Aber ihre Expertise ist von Ihrer Kommission überhaupt nicht zu Rate gezogen, obwohl diese Gruppe die allermeisten Erkenntnisse über Waschbären mittels Feldstudien gewonnen (und publiziert !) hat.

Das „Mobbing des Waschbären“ (http://www.oejv-hessen.de/aktuell.html - Vom Waschbär und seinen „Untaten“) wird nun EU-weit ausgedehnt und somit eine immer intensivere Bejagung der Waschbären jetzt auch von der EU-Kommission favorisiert.
In der Tat, schreibt die EU-Verordnung Deutschland vor, das Monitoring und Kontrolle seiner Waschbären vorzunehmen, Maßnahmen, die für diese inzwischen heimische Tierart auch „mit Schmerzen, Qualen, Angst oder anderen Leiden“(siehe Verordnung) verbunden sein werden.
Also Jagd -auch mit Totschlagfallen –unendliches Leiden- Tötung – verwaiste Tierbabys!
Dadurch können die Jäger ihren blutigen Beitrag zum Management und zur Erhaltung der biologischen Vielfalt hier bestehend aus der sinnlosen Ausrottung von jährlich ca. 100.000 Waschbären zur Schau stellen (https://www.jagdverband.de/node/719) und somit ihr tödliches Geschäft auch auf EU-Ebene rechtfertigen.
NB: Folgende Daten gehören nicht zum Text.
PR #3539, opened 2026-07-06
Use log formatting over f strings

ChrisLovering:
For context, as per the first commit, this is so that sentry errors get grouped together correctly, as sentry's logging integration doesn't work nicely with f-string'ed logs

### DIFF
--- a/bot/bot.py
+++ b/bot/bot.py
@@ -40,7 +40,7 @@ class Bot(BotBase):
         attempts = 0
         while True:
             try:
-                log.info(f"Attempting site connection: {attempts + 1}/{constants.URLs.connect_max_retries}")
+                log.info("Attempting site connection: %s/%s", attempts + 1, constants.URLs.connect_max_retries)
                 await self.api_client.get("healthcheck")
                 break
 
@@ -55,7 +55,7 @@ class Bot(BotBase):
         await super().setup_hook()
         await self.load_extensions(exts)
 
-    async def on_error(self, event: str, *args, **kwargs) -> None:
+    async def on_error(self, event: str, /, *args, **kwargs) -> None:
         """Log errors raised in event listeners rather than printing them to stderr."""
         e_val = exception()
 
@@ -76,4 +76,4 @@ class Bot(BotBase):
             scope.set_extra("args", args)
             scope.set_extra("kwargs", kwargs)
 
-            log.exception(f"Unhandled exception in {event}.")
+            log.exception("Unhandled exception in %s.", event)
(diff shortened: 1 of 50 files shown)


MarkKoz:
Hi Chris. I hope this message finds you well. Thanks for your continued determination to raise the bar on our code quality. I assure you it has not gone unnoticed here. As for the change itself: I cannot deny the feeling in my heart that f-strings are more readable, but this is an excellent PR and I am okay with this change. 

I've long thought about this rule. Yes, indeed, I have applied this to other repositories I work on. I thought it was a great rule that would serve us and our users well. Who could say "no" to more performance, am I right? I was praised. I was congratulated. And yet, after it was all said and done, I felt... uneasy; something was amiss. Had I... made a mistake? A profound thought struck me: am I prematurely optimising, compromising the readability I've fought tirelessly to achieve? At that moment, I had the sinking feeling that I had not only sullied the code, but also my trust and reputation. I implore you to ask yourself: are we writing the rules, or are the rules writing us?

jb3:
Mark, hi, huge fan of your work, particularly admire that compiler you wrote blindfolded in '99.

I believe the intention with this rule is less to submit to a style dictator or change readability (I do concur that the `%`-formatted log lines are considerably less legible, they make me think of an angry fruit salad), the intention is more to ensure that Sentry (the error reporting system, not the component of the military industrial complex) is able to accurately group log items as variable log fragments will be excluded from groupings.

One user on Reddit suggests: "delete your entire project and start over again"

Another user on [StackOverflow suggests](https://stackoverflow.com/a/59762507) using a custom formatter to retain `{` formatting whilst ensuring Sentry can accurately group exceptions, though I fear this isn't particularly clear still and adds additional complexity.

Team, we should establish a multi-national panel amongst the Core Developers to decide a mutually acceptable route forward here with no blockers and no friction. Please revert once anyone has suggestions or information, relying on you.

LLAP.

ChrisLovering:
Morning gents, this was done for sentry, so that with its bad eyesight it can merge issues from the same log line.

p.s. say hello to your ai agents for me.

wookie184:
This seems like it would be a cool use case of PEP 750 template strings. It wouldn't work out of the box, but maybe sentry would want to add support. I see https://github.com/getsentry/sentry-python/issues/4982.

MarkKoz (approved):
Of course, how could I have missed it? Sentry is a brilliant piece of software, and we should accommodate it.

jb3 (approved):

Ist das aus der Sicht der EU-Abgeordneten, das, was sie sich vorgestellt haben?

Jetzt hat nicht nur Deutschland sondern auch die Europäische Union einen ganz passablen Sündenbock, den Waschbär.
Die Kampagne der Jäger-Presse mit Titeln wie „Plage, Pest, Nazi-Waschbär, Terror-Bär“ hat ihre Wirkung bis hin nach Brüssel gezeigt.
Und nun soll der Waschbär sogar intensiver bejagt werden. Die vielen dadurch resultierenden verwaisten Bärchen dürfen nicht mehr aufgezogen, gehalten oder freigesetzt werden, sollen/müssen eingeschläfert/erschossen werden. Eine schreckliche Vorstellung! Der blanke Horror!

Bevor alles dies schlimme Wirklichkeit wird, bitten wir im Namen der Tierfreunde, die sich für den Schutz der Waschbären einsetzen, Sie, Mitglieder der EU-Parlamentsgruppe „Intergroup on the Welfare and Conservation of Animals“ sowie auch andere tierliebe Abgeordnete bei der EU-Kommis-sion (DG Environment/Natural Capital/Biodiversity) zu intervenieren, damit der Entwurf der sogenannten Unionsliste als Instrument der EU-Verordnung über invasive gebietsfremde Arten Nr. 1143/2014 revidiert und neu überarbeitet wird, damit der Waschbär endgültig aus jener Liste herausgenommen wird.
Der Waschbär, dieses wunderbare und hochintelligente Tier, soll das Recht haben, in unserem Land ohne Bejagung zu leben.

Im Namen der Tierschutz-Union und aller Menschen,
denen unsere Natur, die Tiere und auch ihre Mitmenschen noch etwas bedeuten.